To address this public health risk, this project will synthesize innovative, efficient, and biocompatible macromolecules that effectively encapsulate the heavy metal and purify lead-contaminated water upon extraction from aqueous environments. The investigator's long-term goal is to build a viable and competitive polymer research program at Prairie View A&M University.

Through this program, graduate and undergraduate students will learn how to conduct application- and hypothesis-driven investigations in the polymer chemistry field. The following objectives will be pursued to satisfy the overall goals of the project: (1) understand how polymer architecture and branching impact metal chelating affinity; (2) explore how solubility parameters affect the chelation efficiency of the nanomaterials; and 3) engage undergraduate and graduate students in high-impact and intensive polymer chemistry research environments.

Collaborators at Texas A&M University, Tulane University, and the State University of New York at Stony Brook will aid in specialized characterization of the nanomaterials, extending the potential for transformative impact.
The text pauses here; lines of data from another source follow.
PR #541, opened 2019-04-26
[Bug fix] Removed ability for knights/archers to insta-slash/shoot when exiting crates

eps0003:
## Status

**READY**

## Description

If a knight/archer charges a slash/bow before entering a crate, they are able to instantly slash/shoot upon exiting the crate. This used to work by sitting in vehicles but that was fixed ages ago, so I don't see why this shouldn't be fixed too.

Please don't say this is a mechanic since most people don't know about it, and the people who do most likely never use it.

## Steps to Test or Reproduce

1. Hold a crate
2. Charge a slash/bow
3. Press 'E' to enter the crate
4. Before exiting the crate, hold left mouse button
5. Exit the crate
6. Release left mouse button to slash/shoot

### DIFF
--- a/Entities/Characters/Archer/ArcherLogic.as
+++ b/Entities/Characters/Archer/ArcherLogic.as
@@ -589,17 +589,17 @@ void onTick(CBlob@ this)
 		return;
 	}
 
-	if (getKnocked(this) > 0)
+	if (getKnocked(this) > 0 || this.isInInventory())
 	{
 		archer.grappling = false;
 		archer.charge_state = 0;
 		archer.charge_time = 0;
+		this.getSprite().SetEmitSoundPaused(true);
+		getHUD().SetCursorFrame(0);
 		return;
 	}
 
 	ManageGrapple(this, archer);
-
-	if (this.isInInventory()) return;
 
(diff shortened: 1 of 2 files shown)


Panky123:
>insert snarky bug comment here<


Good fix i just wish there was a way to fix it more privately as im sure some people are learning about something new to abuse through here. Probably an insignificant portion but i didnt know this happened.

MrPotatobird:
This is a mechanic...

Ok, just kidding. I could have sworn I deliberately put in a mini-stun on exiting the crate to prevent this, as well as archer shenanigans. Archers can still triple shot out of crate, apparently (just tested it). I guess if it didn't even do what it was supposed to do, then the mini-stun can be removed.

eps0003:
I just prevented archers from insta-shooting when exiting crates and set the cursor frame of both classes to its normal state.

> I could have sworn I deliberately put in a mini-stun on exiting the crate to prevent this, as well as archer shenanigans. Archers can still triple shot out of crate, apparently (just tested it). I guess if it didn't even do what it was supposed to do, then the mini-stun can be removed.

From the looks of it, you only added a stun if the crate breaks.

The overarching goal of this project is to investigate the effectiveness of amino acid-functionalized macromolecules towards sequestering lead ions to promote water purification. Biocompatible, polymeric materials with both linear and branched architectures will be generated with adequate functionality to comprehensively probe the structure-property relationship underlying metal-chelating activity.

To enable sufficient complexation of lead ions, hyperbranched and dendrimeric polyesters and linear polycarbonates will be outfitted with n-acetylcysteine via thiol-yne click addition to generate numerous vicinal thioether binding pockets covering the polymer surface or backbone. Novel insights into binding capability will be obtained, and vicinal thioethers and water-soluble polymers will be produced.

The efficacy of the materials will provide data that can inform future efforts to prevent and treat lead contamination.

This award reflects NSF's statutory mission and has been deemed worthy of support through evaluation using the Foundation's intellectual merit and broader impacts review criteria.